▶ _Required work_:
Transcribe the records below exactly, from their first line through the line containing "Track the capacity". Omit every line after it.

▶ _Recorded data_:

★ ★ ★ ★ ★ ★ ★

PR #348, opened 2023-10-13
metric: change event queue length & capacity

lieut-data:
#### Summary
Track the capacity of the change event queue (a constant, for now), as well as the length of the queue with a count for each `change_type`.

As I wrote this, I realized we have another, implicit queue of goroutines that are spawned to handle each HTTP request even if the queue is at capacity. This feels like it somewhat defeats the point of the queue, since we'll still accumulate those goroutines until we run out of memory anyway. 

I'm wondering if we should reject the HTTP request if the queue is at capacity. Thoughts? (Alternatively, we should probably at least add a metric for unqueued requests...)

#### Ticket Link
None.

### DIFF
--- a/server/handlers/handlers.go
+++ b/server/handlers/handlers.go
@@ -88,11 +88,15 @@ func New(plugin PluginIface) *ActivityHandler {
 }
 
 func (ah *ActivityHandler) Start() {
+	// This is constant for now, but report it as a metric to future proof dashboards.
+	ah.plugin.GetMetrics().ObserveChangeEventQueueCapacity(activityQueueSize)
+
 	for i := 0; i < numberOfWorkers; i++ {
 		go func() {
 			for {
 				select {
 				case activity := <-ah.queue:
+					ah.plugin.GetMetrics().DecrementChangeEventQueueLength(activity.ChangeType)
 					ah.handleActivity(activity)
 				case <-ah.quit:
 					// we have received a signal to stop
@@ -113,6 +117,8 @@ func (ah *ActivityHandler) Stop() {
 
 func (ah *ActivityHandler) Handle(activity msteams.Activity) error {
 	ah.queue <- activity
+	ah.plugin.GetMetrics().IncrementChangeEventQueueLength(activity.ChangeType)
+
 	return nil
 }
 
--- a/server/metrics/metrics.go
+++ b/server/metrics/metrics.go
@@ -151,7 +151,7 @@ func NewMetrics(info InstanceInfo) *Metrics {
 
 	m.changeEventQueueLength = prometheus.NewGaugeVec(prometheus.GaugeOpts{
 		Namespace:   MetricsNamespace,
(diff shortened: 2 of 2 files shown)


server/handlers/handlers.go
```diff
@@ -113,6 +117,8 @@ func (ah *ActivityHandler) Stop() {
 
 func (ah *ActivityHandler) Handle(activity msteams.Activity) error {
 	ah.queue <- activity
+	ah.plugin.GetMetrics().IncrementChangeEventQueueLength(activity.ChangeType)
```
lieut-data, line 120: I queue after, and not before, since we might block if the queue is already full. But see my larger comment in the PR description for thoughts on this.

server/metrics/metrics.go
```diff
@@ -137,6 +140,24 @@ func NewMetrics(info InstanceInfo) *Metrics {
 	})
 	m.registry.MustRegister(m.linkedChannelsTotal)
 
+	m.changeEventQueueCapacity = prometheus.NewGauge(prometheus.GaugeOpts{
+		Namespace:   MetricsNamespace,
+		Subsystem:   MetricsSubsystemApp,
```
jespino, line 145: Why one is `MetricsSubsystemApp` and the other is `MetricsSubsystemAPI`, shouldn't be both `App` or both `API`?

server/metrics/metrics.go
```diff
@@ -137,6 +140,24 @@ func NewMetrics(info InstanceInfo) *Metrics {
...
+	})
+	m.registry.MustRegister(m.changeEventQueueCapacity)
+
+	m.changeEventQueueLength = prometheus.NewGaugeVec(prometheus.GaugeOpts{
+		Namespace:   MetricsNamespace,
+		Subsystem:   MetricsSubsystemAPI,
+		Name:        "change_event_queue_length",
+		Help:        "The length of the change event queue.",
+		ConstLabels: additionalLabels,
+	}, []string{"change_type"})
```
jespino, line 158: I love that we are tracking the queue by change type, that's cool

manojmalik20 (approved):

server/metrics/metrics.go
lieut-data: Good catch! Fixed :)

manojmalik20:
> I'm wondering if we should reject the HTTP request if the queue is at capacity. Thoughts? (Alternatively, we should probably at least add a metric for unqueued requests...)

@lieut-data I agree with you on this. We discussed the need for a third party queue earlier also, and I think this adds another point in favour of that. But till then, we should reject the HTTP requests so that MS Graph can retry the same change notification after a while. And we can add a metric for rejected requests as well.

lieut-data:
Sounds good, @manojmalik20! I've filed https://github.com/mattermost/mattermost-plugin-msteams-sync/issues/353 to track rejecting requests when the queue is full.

★ ★ ★ ★ ★ ★ ★

▶ _Answer box_:
PR #348, opened 2023-10-13
metric: change event queue length & capacity

lieut-data:
#### Summary
Track the capacity of the change event queue (a constant, for now), as well as the length of the queue with a count for each `change_type`.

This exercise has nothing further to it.